Rick Wakeman: A Life On The Open Road

How bands tour is very dependent on age group. I am speaking from experience here, as amazingly, I was young myself once – although the early days are fast becoming a blur.

First we need to look at the teenage group; when you join your first band and everything is very exciting. You rarely sleep as you need to drink an extortionate amount 26 hours a day. You pretty much live in the van, misbehaving whenever possible, upsetting anyone older than you and buying things you neither need nor want, simply because you can. In many cases, young women will also enter your life and in return you enter the young women. Once a year you will go out on the road to support and promote your latest album and return a complete wreck, having physically aged considerably.

In the 20-30 age bracket, things are still riotous but you move from over-indulgence to pure excess. A small beer belly begins to appear and at least three hours a week are taken up with throwing up.
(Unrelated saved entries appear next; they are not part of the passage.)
PR #376, opened 2020-02-21
add fan service

HookedBehemoth:
Command 1, 3 and 4 seam to be stubbed by now.

> [7.0.0+] SetRotationSpeedLevelByDiff/SetRotationRate no longer takes any input. GetRotationRate no longer returns output. These were presumably replaced with new cmds?


HookedBehemoth:
Adding tc might be dangerous in the hands of a fool.
What do you think about it?
>https://switchbrew.org/wiki/PTM_services#tc

yellows8:
What's the use-case for all of your currently open PRs?

HookedBehemoth:
Fan was for somebody somebody doing a monitoring overlay homebrew.
Then I was interested in tc to do manual fan tuning with the stuff from fan.

lbl was pure boredom.

yellows8:
Docs for fanSetRotationSpeedLevel and tc{Enable|Disable}FanControl should probably have a `@warning` in the docs since those could be dangerous.

nx/source/services/fan.c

Once you hit your 30s, you’ll demand a hotel room that can actually be used for sleep and fly business class where possible. You will also have numerous meetings with accountants, demanding to know why you’re so broke and the tax man cometh.

At least three hours a week are taken up with throwing up.
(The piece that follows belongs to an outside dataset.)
PR #382, opened 2020-03-07
fs: be consistent about no stack temps in fsFs

SciresM:


fincs:
`fsFsSetConcatenationFileAttribute` also uses `fsFsQueryEntry`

The ages of 40 and 50 are probably the most worrying as it is during this period when, although you are getting the hotel room you demanded, you can rarely remember the number of your room and are constantly at the front desk asking where you should be. On stage, you move about less and none of your old stage clothes fit you anymore.

Fifty to 60 is bewildering for all concerned. You no longer know where you’re playing that night nor how indeed you are getting there. The tour manager has become more of a carer and any road crew that have been with you from the outset now require a road crew of their own to carry the equipment.
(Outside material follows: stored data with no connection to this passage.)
PR #390, opened 2020-03-31
nim: add ListSystemUpdateTask/DestroySystemUpdateTask

SciresM:


nx/source/services/nim.c
```diff
@@ -0,0 +1,37 @@
+#include <string.h>
+#include "service_guard.h"
+#include "services/nim.h"
+
+#include "runtime/hosversion.h"
+
+
```
yellows8: extra newline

Once you reach the 60-70 age group (which I am now regrettably in), you can no longer drink, misbehave, climb stairs, remember your hotel room number or indeed remember the bloody hotel name. You can’t even remember the names of the other guys in the band, the names of your ex-wives, whether you have children and if so, how many you’ve got. You’ve also go no idea where all your money’s gone although once you’ve discovered you indeed have children, the answer to that becomes a little bit clearer.

Finally, your flatulence now affects all those around you and is no longer the source of amusement it once was, especially in Tesco.

There is a plus side though: no matter what age we are, we all just love playing music and don’t give a toss what people think we look like anymore. I’ll leave you with that thought as I’m off for a ride in my Stannah Stairlift!